Science Made Simple: What Is Machine Learning?

Machine learning uses computers to detect patterns in large datasets and make predictions based on those patterns.

What Is Machine Learning?

Machine learning is the process of using computers to detect patterns in massive datasets and then make predictions based on what the computer learns from those patterns. This makes machine learning a specific and narrow type of artificial intelligence. Full artificial intelligence involves machines that can perform abilities we associate with the minds of human beings and intelligent animals, such as perceiving, learning, and problem-solving.

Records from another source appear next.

PR #2138, opened 2025-04-15
feat: Configuration node

RobBuchananCompPhys:


src/nodes/configuration.cpp
```diff
@@ -0,0 +1,15 @@
+// SPDX-License-Identifier: GPL-3.0-or-later
+// Copyright (c) 2025 Team Dissolve and contributors
+
+#include "configuration.h"
```
trisyoungs:
```suggestion
#include "nodes/configuration.h"
```

src/nodes/configuration.h
```diff
@@ -0,0 +1,35 @@
...
+
+    public:
+    std::string_view type() const override;
+    std::string_view summary() const override;
+
+    /*
+     * Definition
+     */
+    private:
+    // Empty atomic configuration
```
trisyoungs: Small thing, but I would comment this differently as it won't be empty for long!
```suggestion
    // Configuration object
```

src/nodes/configuration.h
```diff
@@ -0,0 +1,35 @@
...
+    ConfigurationNode(Graph *parentGraph);
+    ~ConfigurationNode() override = default;
+
+    public:
+    std::string_view type() const override;
+    std::string_view summary() const override;
+
+    /*
+     * Definition
+     */
```
trisyoungs:
```suggestion

    /*
      * Definition
      */
    public:
    std::string_view type() const override;
    std::string_view summary() const override;

    /*
     * Data
     */
```

trisyoungs (approved):
Small comments in the below.  Not sure quite the best way for addressing the output type issue, but definitely one for another day.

All machine learning is based on algorithms. In general, algorithms are sets of specific instructions that a computer uses to solve problems. In machine learning, algorithms are rules for how to analyze data using statistics. Machine learning systems use these rules to identify relationships between data inputs and desired outputs–usually predictions. To get started, scientists give machine learning systems a set of training data. The systems apply their algorithms to this data to train themselves how to analyze similar inputs they receive in the future.

Machine-learning can quickly analyze complex phenomena like this simulation of ice crystals. Machine learning combined shape classification, image processing, and statistical analysis to identify and characterize the ice grains. Credit: Image courtesy of Argonne National Laboratory

One area where machine learning shows huge promise is detecting cancer in computer tomography (CT) imaging. First, researchers assemble as many CT images as possible to use as training data. Some of these images show tissue with cancerous cells, and some show healthy tissues. Researchers also assemble information on what to look for in an image to identify cancer. For example, this might include what the boundaries of cancerous tumors look like. Next, they create rules on the relationship between data in the images and what doctors know about identifying cancer. Then they give these rules and the training data to the machine learning system. The system uses the rules and the training data to teach itself how to recognize cancerous tissue. Finally, the system gets a new patient’s CT images. Using what it has learned, the system decides which images show signs of cancer, faster than any human could. Doctors could use the system’s predictions to aid in the decision about whether a patient has cancer and how to treat it.

The way training data is set up divides machine learning systems into two broad types: supervised and unsupervised. If the training data is labeled, the system is supervised. Labeled data tells the system what the data is. For example, CT images could be labeled to indicate cancerous lesions or tumors next to tissues that are healthy. Basically, this means the machine learning system learns by example. Labeling data can be very time-consuming for the large amounts of data required for training datasets.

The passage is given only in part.